The electronic control systems were designed to be small and simple. The robot's control algorithms are executed on a Cyrix 233 MHz embedded computer that sends commands via a PC-104 digital I/O board to a custom circuit board. This board holds a digital-to-analog converter that sends signals to the brushless motor amplifiers. The amplifiers provide control of motor current and commutation (via hall-effect sensors mounted on the motors).

Each degree of freedom is equipped with an optical encoder that provides precise position information. The translation of the robot body can be measured with a resolution of 10 microns. The body’s rotation can be measured with a resolution of 0.045 degrees. During fast motion, these encoders produce high frequency signals, which require the use of dedicated processing hardware. The custom PCB includes five 16-bit encoder counter ICs, which are periodically polled by the Cyrix processor, via the PC-104 I/O board.

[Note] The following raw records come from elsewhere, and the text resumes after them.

PR #3930, opened 2023-11-14
Fix the name of the types in default parameter descriptions

AlexanderSher:


src/AutoRest.CSharp/Common/Output/Models/Shared/Parameter.cs
```diff
@@ -97,7 +97,7 @@ public static Parameter FromInputParameter(in InputParameter operationParameter,
         public static FormattableString CreateDescription(InputParameter operationParameter, CSharpType type, IEnumerable<string>? values, Constant? defaultValue = null)
         {
             FormattableString description = string.IsNullOrWhiteSpace(operationParameter.Description)
-                ? (FormattableString)$"The {operationParameter.Type.Name} to use."
+                ? (FormattableString)$"The {TypeFactory.GetInputType(type).ToStringForDocs()} to use."
```
ArcturusZhang, line 100: Could we assume that the type here is **exactly** the type of the parameter which we are creating descriptions on?
I believe we should ensure that - and then we do not need the `TypeFactory.GetInputType` here because not every time when we create the description, it represents the "input" type.

samples/Azure.ResourceManager.Sample/Generated/Extensions/MockableSampleSubscriptionResource.cs
```diff
@@ -110,9 +110,9 @@ public virtual VirtualMachineExtensionImageCollection GetVirtualMachineExtension
         /// </list>
         /// </summary>
         /// <param name="location"> The name of a supported Azure region. </param>
-        /// <param name="publisherName"> The String to use. </param>
-        /// <param name="type"> The String to use. </param>
-        /// <param name="version"> The String to use. </param>
+        /// <param name="publisherName"> The string to use. </param>
```
m-nash, line 113: I think we should use crefs here so that when it links to a non primitive you have a nice reference.

src/AutoRest.CSharp/Common/Output/Models/Shared/Parameter.cs
m-nash: Same question why didn't we just use `this.Type`?

src/AutoRest.CSharp/Mgmt/Output/Models/MgmtPropertyBag.cs
```diff
@@ -43,8 +44,8 @@ protected override TypeProvider EnsurePackModel()
             foreach (var parameter in _paramsToKeep)
             {
                 var inputParameter = _operation.Parameters.FirstOrDefault(p => string.Equals(p.Name, parameter.Name, StringComparison.OrdinalIgnoreCase));
-                var description = parameter.Description ?? $"The {parameter.Name}";
-                var property = new InputModelProperty(parameter.Name, parameter.Name, description.ToString(), inputParameter!.Type, parameter.DefaultValue == null, false, false)
+                var description = inputParameter is not null && !string.IsNullOrEmpty(inputParameter.Description) && parameter.Description is not null ? parameter.Description.ToString() : $"The {parameter.Name}";
```
archerzz, line 47: I think `inputParameter` is not null here, otherwise code gen wil fail on next line, e.g. `inputParameter!.Type`
```suggestion
                var description = !string.IsNullOrEmpty(inputParameter!.Description) && parameter.Description is not null ? parameter.Description.ToString() : $"The {parameter.Name}";
```

archerzz (approved):

src/AutoRest.CSharp/Mgmt/Output/Models/MgmtPropertyBag.cs
AlexanderSher: Fixed

m-nash (approved):

PR #3931, opened 2023-11-15
Remove automatic added apiversion if the spec is not defining it in operation

### LINKED ISSUE #3856: api-version parameter gets added even in not declared.
I'm trying to generate a client from TypeSpec and I none of my operations declare an `api-version` parameter, but when I generate the C# client, the parameter always gets added (I'm using `@versioned` mostly for book keeping, and if I remove it the emitter errors out).

The following is a small repro I created:
```typescript
import "@typespec/rest";
import "@typespec/http";
import "@typespec/versioning";

using TypeSpec.Http;
using TypeSpec.Versioning;

@service({
  title: "<placeholder>",
})
@server(
  "{endpoint}",
  "<placeholder>",
  {
    endpoint: string,
  }
)
@versioned(APIVersion)
namespace Example;


enum APIVersion {  
  v20231001Preview: "2023-10-01-preview",
}

interface API {
    @route("/foo")
    @post
    op foo(bar: string, baz: safeint): string;
}
```
This results in a client with the following create request member function:
```csharp
internal HttpMessage CreateFooRequest(RequestContent content, RequestContext context)
{
    var message = _pipeline.CreateMessage(context, ResponseClassifier200);
    var request = message.Request;
    request.Method = RequestMethod.Post;
    var uri = new RawRequestUriBuilder();
    uri.Reset(_endpoint);
    uri.AppendPath("/foo", false);
    uri.AppendQuery("api-version", _apiVersion, true);
    request.Uri = uri;
    request.Content = content;
    return message;
}
```

pshao25:
Fix #3856, fix https://github.com/Azure/autorest.csharp/issues/3939

Behavior change:
1. The `ServiceVersion` in `ClientOptions`: from "contain both versions from `@versioned` and `@service.version`" to "only contain versions from `@versioned`". In practice, we cannot write both versions in `@versioned` and `@service.version` in tsp. So in some test cases like `Authoring-TypeSpec`, you would see that I remove the version from `@service.version` to `@versioned` in tsp and the generated `ClientOptions` keeps the same.
2. The `api-version` in generated method: from "if no api-version defined in operation level than still create one" to "if no api-version defined in operation level than not magically add it". `FirstTest-TypeSpec` is an example that no `api-version` is generated in the operation.
3. Remove hard-coded logic for non-branding, which being said the branding behavior is the same as the non-branding behavior.

Ongoing cadl-ranch tests: https://github.com/Azure/cadl-ranch/pull/463
SDK change: NO.


src/TypeSpec.Extension/Emitter.Csharp/src/lib/clientModelBuilder.ts
```diff
@@ -86,59 +86,51 @@ export function createModelForService(
...
+
+    const apiVersions: Set<string> | undefined = new Set<string>();
+    let defaultApiVersion: string | undefined = undefined;
     const versions = getVersions(program, service.type)[1]?.getVersions();
     if (versions) {
         for (const ver of versions) {
             apiVersions.add(ver.value);
         }
-        version = versions[versions.length - 1].value; //default version
+        defaultApiVersion = versions[versions.length - 1].value;
```
chunyu3, line 98: Better to check the count of versions. in case, service defined @versioned, but the enum is empty. Add the check to avoid crash.

src/TypeSpec.Extension/Emitter.Csharp/src/lib/clientModelBuilder.ts
```diff
@@ -197,30 +189,39 @@ export function createModelForService(
...
+                    const apiVersionInOperation =
+                        op.Parameters[apiVersionIndex];
+                    if (!apiVersionInOperation.DefaultValue?.Value) {
+                        apiVersionInOperation.DefaultValue =
+                            apiVersionParam.DefaultValue;
+                    }
+                    /**
+                     * replace to the global apiVersion parameter if the apiVersion defined in the operation is the same as the global service apiVersion parameter.
+                     * Three checkpoints:
+                     * the parameter is query parameter,
```
lirenhe, line 209: What if api-version is defined in path instead of query parameter?

src/TypeSpec.Extension/Emitter.Csharp/src/lib/clientModelBuilder.ts
```diff
@@ -86,59 +86,51 @@ export function createModelForService(
...
+    let defaultApiVersion: string | undefined = undefined;
     const versions = getVersions(program, service.type)[1]?.getVersions();
     if (versions) {
         for (const ver of versions) {
             apiVersions.add(ver.value);
         }
-        version = versions[versions.length - 1].value; //default version
+        defaultApiVersion = versions[versions.length - 1].value;
     }
+    const apiVersionParam: InputParameter | undefined = defaultApiVersion
```
lirenhe, line 100: Is it possible to add some unit test to verify the behavior of api-version in different cases?

src/TypeSpec.Extension/Emitter.Csharp/src/lib/clientModelBuilder.ts
pshao25: If the enum is empty, compiler will throw error.

src/TypeSpec.Extension/Emitter.Csharp/src/lib/clientModelBuilder.ts
```diff
@@ -86,59 +86,51 @@ export function createModelForService(
         context,
         "@azure-tools/typespec-csharp"
     );
-    const title = service.title;
     const serviceNamespaceType = service.type;
-    const apiVersions: Set<string> = new Set<string>();
-    let version = service.version;
-    if (version && version !== mockApiVersion) {
```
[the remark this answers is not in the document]
pshao25: This logic here is to exclude the version in 
```
@service(
    {
        title: "Media Types Service",
        version: "2021-03-25"
    }
)
```
Now we are not considering this version anymore. We only consider the versions in `@versioned(Versions)`

src/TypeSpec.Extension/Emitter.Csharp/src/lib/clientModelBuilder.ts
pshao25: This is how we define api-version as path parameter:
```
@server(
  "{Endpoint}/anomalydetector/{ApiVersion}",
  "",
  {
    Endpoint: string,
    @path
    ApiVersion: APIVersion,
  }
)
```
Then we don't need to define apiversion in operation level.

Directory.Build.props
```diff
@@ -15,6 +15,8 @@
     <NoWarn Condition="'$(IsTestGenerationSrcProject)' == 'true'">$(NoWarn);AZC0012</NoWarn>
     <!-- TODO we should figure out how to make our generator create the right thing for these two warnings https://github.com/Azure/autorest.csharp/issues/3706 -->
     <NoWarn Condition="'$(IsTestGenerationSrcProject)' == 'true'">$(NoWarn);AZC0006;AZC0007</NoWarn>
+    <!-- TODO new project need this-->
+    <NoWarn Condition="'$(IsTestGenerationSrcProject)' == 'true'">$(NoWarn);AZC0008</NoWarn>
```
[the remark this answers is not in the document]
pshao25: I opened up https://github.com/Azure/autorest.csharp/issues/4075 to track.

src/AutoRest.CSharp/Common/Output/Models/RestClientBuilder.cs
```diff
@@ -43,7 +43,7 @@ internal class RestClientBuilder
         public RestClientBuilder(IEnumerable<InputParameter> clientParameters, TypeFactory typeFactory)
         {
             _typeFactory = typeFactory;
-            _parameters = clientParameters.ToDictionary(p => p.Name, BuildConstructorParameter);
+            _parameters = clientParameters.DistinctBy(p => p.Name).ToDictionary(p => p.Name, BuildConstructorParameter);
         }
```
pshao25, line 47: For versioned service, if one has query apiversion and the other has path apiversion, there will be two apiversion parameters.

src/TypeSpec.Extension/Emitter.Csharp/src/lib/clientModelBuilder.ts
```diff
@@ -195,31 +169,18 @@ export function createModelForService(
...
-                        InputOperationParameterKind.Client &&
-                    apiVersionInOperation.Location === apiVersionParam.Location
-                ) {
-                    op.Parameters[apiVersionIndex] = apiVersionParam;
+                        defaultApiVersionConstant;
                 }
             } else {
-                op.Parameters.push(apiVersionParam);
+                apiVersionInOperation.Kind = InputOperationParameterKind.Method;
+                apiVersionInOperation.IsApiVersion = false;
```
chunyu3, line 183: Why set the `IsApiVersion` false? The parameter is api-version.

src/TypeSpec.Extension/Emitter.Csharp/src/lib/clientModelBuilder.ts
chunyu3: I don't think typespec compiler will throw error when the enum is empty.

src/TypeSpec.Extension/Emitter.Csharp/src/lib/clientModelBuilder.ts
pshao25: It is unversioned scenario, so it is not.

chunyu3: The parameter is api-version parameter, but it is not get the value from clientOptions. Maybe in autorest.csharp codegen, it will use `IsApiVersion` flag to do some special handling.

chunyu3 (approved):

lirenhe (approved):

PR #3935, opened 2023-11-15
Validates null for extension method parameter

ArcturusZhang:
# Description

The code in our extension looks like this
```csharp
private static MockableMgmtConstantsArmClient GetMockableMgmtConstantsArmClient(ArmClient client)
{
    return client.GetCachedClient(client0 => new MockableMgmtConstantsArmClient(client0));
}
```
This code throws NullReferenceException when client is null, which surprises our customer, for instance somehow they write code like this:
```csharp
var resourceGroup = /* some code to get it */
var vmCollection = resourceGroup.GetVirtualMachines(); // this will throw null reference exception
```

Since these operations require to have a resourceGroup, we should validate those are not null to throw meaningful exceptions.

# Checklist

# Ready to Land?


global.json
```diff
@@ -1,6 +1,6 @@
 {
   "sdk": {
-    "version": "7.0.101",
+    "version": "8.0.100",
```
ArcturusZhang, line 3: will revert this - just updated the visual studio and the dotnet sdk 7 was removed.

test/TestProjects/MgmtScopeResource/Generated/Extensions/MgmtScopeResourceExtensions.cs
```diff
@@ -23,31 +23,43 @@ public static partial class MgmtScopeResourceExtensions
     {
         private static MockableMgmtScopeResourceArmClient GetMockableMgmtScopeResourceArmClient(ArmClient client)
         {
+            Argument.AssertNotNull(client, nameof(client));
```
ArcturusZhang, line 26: these validations are added.
The invocation will fail anywhere if the client is null - it will throw `NullReferenceException` which might confuses our customers.

test/TestProjects/MgmtScopeResource/Generated/Extensions/MgmtScopeResourceExtensions.cs
```diff
@@ -346,6 +366,7 @@ public static FakePolicyAssignmentResource GetFakePolicyAssignmentResource(this
         /// </summary>
         /// <param name="client"> The <see cref="ArmClient" /> instance the method will execute against. </param>
         /// <param name="id"> The resource ID of the resource to get. </param>
+        /// <exception cref="ArgumentNullException"> <paramref name="client"/> is null. </exception>
```
ArcturusZhang, line 369: the documents are updated accordingly since the exception might be thrown when this parameter is null.

src/AutoRest.CSharp/Common/Input/ApiTypes.cs
```diff
@@ -53,10 +53,6 @@ public FormattableString GetHttpPipelineCreateMessageFormat(bool withContext)
 
         public abstract Type ClientOptionsType { get; }
 
-        public abstract Type ArgumentType { get; }
-        public string AssertNotNullOrEmptyName => nameof(ClientUtilities.AssertNotNullOrEmpty);
-        public string AssertNotNullName => nameof(ClientUtilities.AssertNotNull);
```
ArcturusZhang, line 58: These are implemented in the snippets

ArthurMa1978 (approved):

archerzz (approved):

src/AutoRest.CSharp/Common/Output/Expressions/ExtensibleSnippets.ArgumentSnippets.cs
```diff
@@ -0,0 +1,30 @@
...
+using AutoRest.CSharp.Common.Output.Expressions.Statements;
+using AutoRest.CSharp.Common.Output.Expressions.ValueExpressions;
+using AutoRest.CSharp.Output.Models.Shared;
+using static AutoRest.CSharp.Common.Output.Models.Snippets;
+
+namespace AutoRest.CSharp.Common.Output.Expressions
+{
+    internal abstract partial class ExtensibleSnippets
+    {
+        internal abstract class ArgumentSnippets
```
live1206, line 13: Why is this an inner class instead of its own file?

ArcturusZhang: This does not have particular reason, just a way Alexander chose to have them well organized.
It just works the same if we choose to have those individual types and put them inside ExtensibleSnippets namespace.
No one should use the class name directly - the expression `Snippets.Extensible.Argument` returns you an singleton of this class.

live1206 (approved):

PR #3937, opened 2023-11-16
Fix formatting in docs

AlexanderSher:
Unifies writing of types in docs, removes `StringBuilder` usage in the middle


src/AutoRest.CSharp/LowLevel/Generation/DpgClientWriter.cs
```diff
@@ -603,19 +603,19 @@ private void WriteSampleRefsIfNecessary(MethodSignature methodSignature, bool is
                 return;
 
             var sampleProvider = _library.GetSampleForClient(_client);
-            // do not write this part when there is no sample provider
+            // do not write this part when there is no sample providerPara
```
ArcturusZhang, line 606: typo? maybe we need to revert this change

src/AutoRest.CSharp/Mgmt/Output/Resource.cs
```diff
@@ -484,7 +484,7 @@ protected virtual Method BuildCreateResourceIdentifierMethod()
             var signature = new MethodSignature(
                 Name: "CreateResourceIdentifier",
                 null,
-                Description: $"Generate the resource identifier of a <see cref=\"{Type.ToStringForDocs()}\"/> instance.",
```
ArcturusZhang, line 487: I assume this method `CSharpType.ToStringForDocs` is no longer needed after this change? Could we remove it?

src/AutoRest.CSharp/LowLevel/Generation/DpgClientWriter.cs
AlexanderSher: yep

src/AutoRest.CSharp/Mgmt/Output/Resource.cs
AlexanderSher: Done

src/AutoRest.CSharp/Common/Generation/Writers/DocumentationWriterExtensions.cs
```diff
@@ -68,6 +70,48 @@ public static CodeWriter WriteXmlDocumentationReturns(this CodeWriter writer, Fo
...
+            {
+                AppendTypeWithShortNames(parameter.Type, sb);
+                sb.Append(",");
+            }
+
+            sb.Remove(sb.Length - 1, 1);
+            sb.Append(")");
+
+            memberId = sb.ToString();
+            return writer.LineRaw($"/// <include file=\"{filename}\" path=\"doc/members/member[@name='{memberId}']/*\" />");
```
ArcturusZhang, line 90: does this count as "writing documentations"? should we have a check if the writer is in the mode of writing documents?

ArcturusZhang (approved):
LGTM

src/AutoRest.CSharp/Common/Generation/Writers/DocumentationWriterExtensions.cs
AlexanderSher: No, we lie here to the code writer on purpose. `include` doesn't follow our type formatting rules, hence a separate method that doesn't call `AppendXmlDocumentation` and the string is fully constructed and added via `LineRaw`.

test/TestProjects/Models-TypeSpec/src/Generated/ModelsTypeSpecClient.cs
```diff
@@ -1022,7 +1022,7 @@ public virtual Response<OutputModel> FixedFloatEnum(FixedFloatEnum input, Cancel
         /// </item>
         /// <item>
         /// <description>
-        /// Please try the simpler <see cref="FixedFloatEnumAsync(FixedFloatEnum,CancellationToken)"/> convenience overload with strongly typed models first.
+        /// Please try the simpler <see cref="FixedFloatEnumAsync(Models.FixedFloatEnum,CancellationToken)"/> convenience overload with strongly typed models first.
```
AlexanderSher, line 1025: `Models` namespace is needed here because there is method with the same name - `FixedFloatEnum`.

archerzz (approved):

m-nash (changes requested):
This is a conflict with https://github.com/Azure/autorest.csharp/pull/3891.  Lets wait for this one to go in first.

AlexanderSher:
https://github.com/Azure/azure-sdk-for-net/pull/40091

AlexanderSher:
https://github.com/Azure/azure-sdk-for-net/pull/40126

src/AutoRest.CSharp/Common/Generation/Types/CSharpType.cs
```diff
@@ -102,7 +102,7 @@ public CSharpType(TypeProvider implementation, string ns, string name, bool isVa
         public bool IsLiteral { get; init; }
         public Constant? Literal { get; init; }
         public bool IsUnion { get; }
-        public CSharpType[] UnionItemTypes { get; } = Array.Empty<CSharpType>();
+        public IReadOnlyList<CSharpType> UnionItemTypes { get; } = Array.Empty<CSharpType>();
```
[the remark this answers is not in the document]
AlexanderSher: We have mutable `CSharpType[] Arguments` as a relic of the past when arrays have been used everywhere. Now we use read-only types for public properties that shouldn't be changed. Ideally, `Arguments` should be `IReadOnlyList<CSharpType>` as well, cause changing the list of generic types would cause an error

src/AutoRest.CSharp/Common/Generation/Types/CSharpType.cs
```diff
@@ -152,6 +152,11 @@ private bool ArgumentsEquals(Type[] genericArguments)
 
         public override int GetHashCode() => HashCode.Combine(_implementation, _type, ((System.Collections.IStructuralEquatable)Arguments).GetHashCode(EqualityComparer<CSharpType>.Default));
 
+        public CSharpType GetGenericTypeDefinition()
```
m-nash, line 155: Can you add a unit test which does what we discussed in chat?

To attain high-speed charging and discharging, the robot’s on-board 6-kilowatt power supply consists of two parallel sets of nickel-cadmium batteries. The batteries provide 60 volts to the motor amplifiers and to a pair of DC-to-DC converters. The volta ge converters supply power to the computer, brakes, and fans. The power system includes a solid-state relay, a voltage shunt, filtering capacitors, and fly-back diodes.

(A) The PC-104 digital I/O board, (B) relays that control the vertical translation brakes, (C) power supply monitor, (D) embedded computer, (E) custom circuit board, (F) wireless ethernet module, and (G) DC-to-DC voltage converters.